Dataset excerpts:
┄┄┄┄┄┄┄┄┄┄┄┄┄┄┄┄┄┄┄┄
PR #734, opened 2024-04-19
Layer download improvements

dbrandenstein:


dbrandenstein:
[Download von Vektorlayern](https://trello.com/c/48SEXidn/1644-download-von-vektorlayern)

projects/core/src/lib/download-layer/download-layer.component.ts
```diff
@@ -132,6 +135,24 @@ export class DownloadLayerComponent implements OnInit, OnDestroy {
         this.viewportSizeSubscription?.unsubscribe();
     }
 
+    unsubscribeTime(): void {
+        this.projectTimeSubscription?.unsubscribe();
+    }
+
+    setEditedExtent(): void {
+        this.editedExtent = true;
```
michaelmattig, line 143: this should also be set when the user selected a region using "select region on the map"

projects/core/src/lib/download-layer/download-layer.component.ts
```diff
@@ -132,6 +135,24 @@ export class DownloadLayerComponent implements OnInit, OnDestroy {
...
+        this.maybeUnsubscribeViewportSize();
+    }
+
+    setEditedResolution(): void {
+        this.editedResolution = true;
```
michaelmattig, line 148: this does not work for me. If I edit the resolution and zoom in, the value changes.

dbrandenstein: Weird, pretty sure it worked before, but I can reproduce it. It now listens to the 'input' event instead of 'change' which should trigger every time the value is changed by the user.
https://github.com/geo-engine/geoengine-ui/pull/734/commits/3023343c6568b80dcc11724c531865fdaf8f6077

projects/core/src/lib/download-layer/download-layer.component.ts
dbrandenstein: https://github.com/geo-engine/geoengine-ui/pull/734/commits/54a43b93387d478e4c1ae46410c05115db03396b

michaelmattig (approved):

PR #748, opened 2024-07-03
FAIR dataset deletion in data manager

glombiewski:
Expose new backend functionality for dataset deletion in the data manager UI.


glombiewski:
[Löschen von Datasets](https://trello.com/c/06fpUSO8/1704-l%C3%B6schen-von-datasets)

PR #215, opened 2020-11-18
Fix unit test failures

abhilasharora:
This pull request fixes issues with the following unit tests.

1. Tests.TestTurnOffRequestTracing
    This test currently fails when run alongside other tests.

2. KeyVaultReferenceTests.ServerRequestIsMadeWhenDefaultCredentialIsSet
    This test currently returns a different inner exception based on the user identity that invoked the test.

### DIFF
--- a/src/Microsoft.Extensions.Configuration.AzureAppConfiguration/TracingUtils.cs
+++ b/src/Microsoft.Extensions.Configuration.AzureAppConfiguration/TracingUtils.cs
@@ -12,15 +12,8 @@ namespace Microsoft.Extensions.Configuration.AzureAppConfiguration
 {
     internal static class TracingUtils
     {
-        static private HostType? _hostType = null;
-
         public static HostType GetHostType()
         {
-            if (_hostType.HasValue)
-            {
-                return _hostType.Value;
-            }
-
             HostType hostType = HostType.Unidentified;
 
             try
@@ -57,8 +50,6 @@ namespace Microsoft.Extensions.Configuration.AzureAppConfiguration
                 }
             }
             catch (SecurityException) { }
-
-            _hostType = hostType;
 
             return hostType;
         }
--- a/tests/Tests.AzureAppConfiguration/KeyVaultReferenceTests.cs
+++ b/tests/Tests.AzureAppConfiguration/KeyVaultReferenceTests.cs
@@ -296,7 +296,6 @@ namespace Tests.AzureAppConfiguration
             });
 
             Assert.NotNull(ex.InnerException);
-            Assert.IsType<AuthenticationFailedException>(ex.InnerException);
         }
 
         [Fact]


tests/Tests.AzureAppConfiguration/KeyVaultReferenceTests.cs
```diff
@@ -296,7 +296,6 @@ public void ServerRequestIsMadeWhenDefaultCredentialIsSet()
             });
 
             Assert.NotNull(ex.InnerException);
-            Assert.IsType<AuthenticationFailedException>(ex.InnerException);
```
jimmyca15, line 299: Didn't we have this assertion to verify this line https://github.com/Azure/AppConfiguration-DotnetProvider/blob/c3ed5a3f58096db2bf781724fd07ec15ac3fd9c9/src/Microsoft.Extensions.Configuration.AzureAppConfiguration/AzureKeyVaultReference/AzureKeyVaultKeyValueAdapter.cs#L55 ?

jimmyca15: I do see that we added it in the same PR that we added that line: https://github.com/Azure/AppConfiguration-DotnetProvider/commit/fbde2ecd1a0262675a1c677f322a1a0fec26c1da#diff-1a142c991b5e50180b6e1403412391179ffb37afdccedaaba3567696eeb82efa

jimmyca15: I guess all we can really ensure is that `KeyVaultReferenceException` is the top level exception, so should be fine. Just wanted to make sure that we didn't need this check since I remember we had some discussion about this line specifically in the past.

src/Microsoft.Extensions.Configuration.AzureAppConfiguration/TracingUtils.cs
```diff
@@ -12,15 +12,8 @@ namespace Microsoft.Extensions.Configuration.AzureAppConfiguration
 {
     internal static class TracingUtils
     {
-        static private HostType? _hostType = null;
-
         public static HostType GetHostType()
         {
-            if (_hostType.HasValue)
```
jimmyca15, line 19: There is some value in having the `_hostType` field cache the result. We don't swallow exceptions on every call from lines 54-59. Can we go with a solution where we tie the _hostType evaluation to the lifetime of the configuration provider that is using it?

tests/Tests.AzureAppConfiguration/KeyVaultReferenceTests.cs
abhilasharora: As long as the actual exception is wrapped in `KeyVaultReferenceException`, we should be good.

src/Microsoft.Extensions.Configuration.AzureAppConfiguration/TracingUtils.cs
abhilasharora: Yes, that's the current behavior. We retrieve the host type information once and then cache it at the provider level.

jimmyca15: Okay, sounds good.

jimmyca15 (approved):

Issue #163, opened 2020-05-23
Allow selection and sentinel keys on feature flags


RemyBoyer:
Hi everyone,

We are currently building a feature flag infrastructure for all our applications. We want to use AppConfiguration, AppConfiguration-DotnetProvider and FeatureManagement-Dotnet to store and check the feature flags on the applications. We'll build our own feature flag management app though, to provide advanced logic (custom filters, audit, authentication/authorization, more...) to our internal users.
┄┄┄┄┄┄┄┄┄┄┄┄┄┄┄┄┄┄┄┄
- **Work instruction**: Only the lines containing the word "commits" should be returned from the data above.

- **Expected answer**:
https://github.com/geo-engine/geoengine-ui/pull/734/commits/3023343c6568b80dcc11724c531865fdaf8f6077
dbrandenstein: https://github.com/geo-engine/geoengine-ui/pull/734/commits/54a43b93387d478e4c1ae46410c05115db03396b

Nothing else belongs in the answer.